◆ SUPPLIED DATA
PR #968, opened 2016-01-30
Allow elementwise Activations inside ConvolutionalSequence.

dwf:
This lets you do things like
```python
ConvolutionalSequence([
    Convolutional(..., use_bias=False),
    SpatialBatchNormalization(),
    Tanh(),
    ...
])
```
Rather than the significantly more awkward
```python
ConvolutionalSequence([
    ConvolutionalActivation([
        SpatialBatchNormalization(input_dim=(...)).apply,
        Tanh().apply
    ],
    use_bias=False)])
```

"Flat is better than nested" quoth PEP20, etc.

In fact this completely eliminates the need for `ConvolutionalActivation` and it's `-Transpose` sibling, reducing codebase entropy quite a bit.

### DIFF
--- a/blocks/bricks/conv.py
+++ b/blocks/bricks/conv.py
@@ -495,6 +495,8 @@ class ConvolutionalSequence(Sequence, Initializable, Feedforward):
     layers : list
         List of convolutional bricks (i.e. :class:`Convolutional`,
         :class:`ConvolutionalActivation`, or :class:`Pooling` bricks).
+        :class:`Activation` bricks that operate elementwise can also
+        be included.
     num_channels : int
         Number of input channels in the image. For the first layer this is
         normally 1 for grayscale images and 3 for color (RGB) images. For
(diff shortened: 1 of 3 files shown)


dwf:
@vdumoulin Can you have a look at this? It's a small diff. (Let's wait until after the ICML deadline to kill ConvolutionalActivation, if that's what we decide to do.)

dwf:
@bartvm this might be interesting for the class if they want to use batch normalization in their conv nets.

vdumoulin:
Looks good, although `ConvolutionalSequence.get_dim` might fail if the last layer is an `Activation` subclass. One way around that would be to call the last non-`Activation`'s `get_dim` method.

dwf:
@vdumoulin Good catch, 84da520 fixes that issue.

dwf:
Oops, make that b2990d2.

Also 3569882 switches to calling the public version of the method which I don't think there was a good reason not to do in the first place.

vdumoulin:
LGTM

dwf:
Great, thanks. Absent any complaints I'll merge tomorrow morning.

◆ EXERCISE DIRECTIONS
Give the lines exactly as they stand, from the line with "Also 3569882 switches" through the end of the material.

◆ TASK SOLUTION
Also 3569882 switches to calling the public version of the method which I don't think there was a good reason not to do in the first place.

vdumoulin:
LGTM

dwf:
Great, thanks. Absent any complaints I'll merge tomorrow morning.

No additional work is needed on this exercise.